📂Topological Data Analysis

Free groups in Abstract Algebra

Definition ¹

1. Given an index set $I \ne \emptyset$, let’s refer to the set $A := \left\{ a_{i} : i \in I \right\}$ as the alphabet, and its elements $a_{i} \in A$ as letters.
2. For an integer $n \in \mathbb{Z}$, expressions like $a_{i}^{n}$ are referred to as syllables. A finite juxtaposition of these, $w$, is called a word.
3. A syllable $a_{i}^{n} a_{i}^{m}$ can be represented as $a_{i}^{n+m}$, this is called elementary contraction. A word that can no longer undergo elementary contraction is called a reduced word, especially $1 := a_{i}^{0}$ is called empty word.
4. Let’s denote by $F [A]$, the set of all reduced words that can be formed with letters from the alphabet $A$. Define a binary operation $\cdot : F[A]^{2} \to F[A]$ on two words $w_{1} , w_{2} \in F[A]$ such that $w_{1} \cdot w_{2}$ appears in reduced form. The group $\left( F[A], \cdot \right)$ is called the Free group generated by $A$.
5. If $G$ is a group with elements of set $A := \left\{ a_{i} : i \in I \right\}$ as generators, and there exists an isomorphism $\phi : G \to F [A]$ with $\phi \left( a_{i} \right) = a_{i}$, then we say that $G$ is Free on $A$, and call $a_{i}$ the free generators of $G$.
6. A group that is free on a set $A \ne \emptyset$ is defined as a Free group, and the cardinality $|A|$ of set $A$ is called the rank of the free group.

Explanation

Despite the lengthy definitions, everything becomes straightforward with examples. Don’t be alarmed by terms like ‘alphabet’ or ‘word’. The term algebra itself refers to the study of substituting numbers with letters. Considering this, the approach of applying operations to sets might have seemed too abstract at first. In fact, after defining free groups, the terms mentioned in definition 4 are hardly used. Let’s comfortably look at some examples.

Alphabet and Letters

$$A = \left\{ a, b \right\}$$

Considering the above alphabet, there are only two letters, $a$ and $b$.

Syllables and Words

For the alphabet $A$, $$a^{2} , b^{3}, b^{-1}$$ are all syllables. They are mentioned in the sense of being listed finitely and with duplication allowed, hence the term juxtaposition is used, and by definition, they are simply called words. $$a^{2} b \\ bbab \\ b^{-2} a a a^{-2} b a^{-24}$$

Reduced Words and Empty Word

As an example, let’s examine the process by which the last word $b^{-2} a a a^{-2} b a^{-24}$ is reduced. $$\begin{align*} & b^{-2} a a a^{-2} b a^{-24} \\ =& b^{-2} a^{2} a^{-2} b a^{-24} \\ =& b^{-2} a^{0} b a^{-24} \\ =& b^{-2} 1 b a^{-24} \\ =& b^{-2} b a^{-24} \\ =& b^{-1} a^{-24} \end{align*}$$ Here, $a^{0} = 1$ functions much like an identity element, and indeed, it’s called the Empty Word. After becoming a group, we don’t necessarily have to write $1$ in the alphabet.

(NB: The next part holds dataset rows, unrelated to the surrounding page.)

PR #4418, opened 2017-03-14
FIX hasInvalidDimension call with 1 argument where 0 are expected

lkrombeen:
**Problem**:
The function _hasInvalidDimensions takes 0 parameters but is called with 1 in function load.
Can cause an issue if the method ever changes (also see #4408).

**Problem Location**:
*src/source/canvas_source.js*
Class: *CanvasSource*
Function: *load*

**Fix**:
Removed the unwanted, unused parameter from the call.

**Test**:
All tests succeed. However, the load function which made the erroneous call has not been tested.
I do not know how to properly stub this (if possible). 
Advised to have a different manual check to rule out "Works on my machine" :)


lucaswoj:
Thank you for catching this & clearly explaining your work @lkrombeen 😄

PR #5313, opened 2017-09-16
serialize use url not urls

wandergis:
`serialize` use `url` not `urls`


jfirebaugh:
Thanks @wandergis! Can you update [the corresponding test](https://github.com/mapbox/mapbox-gl-js/blob/1cb1cffbdc80020e80cf7db91b105943f7646c75/test/unit/source/image_source.test.js#L86-L95) as well so that CircleCI passes?

PR #5330, opened 2017-09-19
Fix for infinite flight path length

pkang:
The total flight path length can sometimes be infinite. Using `!isFinite(S)` handles `Infinity` and `NaN` values for `S`.


pkang:
Looks like #5331 would fix this issue. Closing.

Free group generated by $A$

From the buildup so far, $\left( F[A], \cdot \right)$ naturally becomes a group. The identity element is the empty word $1$, and for every word $w$, there exists an inverse $w^{-1}$ that satisfies the following. $$w \cdot w^{-1} = w^{-1}\cdot w = 1$$ Originally, $F[A]$ is a group because specific identity and inverses are given. Thus, a free group is essentially ‘a group made to inevitably be a group’.

groups Free on $A$

$$F[A] = \left\{ \cdots , a^{-2} b^{-1} , a^{-1} b^{-1}, a^{-1}, b^{-1} , 1 , a , b , ab , a b a \cdots \right\}$$ Listing the elements of $F[A]$ as shown above. Although the definitions so far are intuitive and easy to understand, our interest actually lies in the general case of $G$. For instance, considering the group of integers $\left( \mathbb{Z} , + \right)$, since it’s a cyclic group with elements of $\left\{ 1 \right\}$ as generators and isomorphic to $F \left[ \left\{ a \right\} \right]$, it can be said to be free on $\left\{ a \right\}$.

Free groups and Rank

From the examples so far, $\mathbb{Z}$ is free on a singleton set $\left\{ a \right\}$ thus has a rank of $1$, and the free group generated by $A = \left\{ a,b \right\}$ is of rank $2$.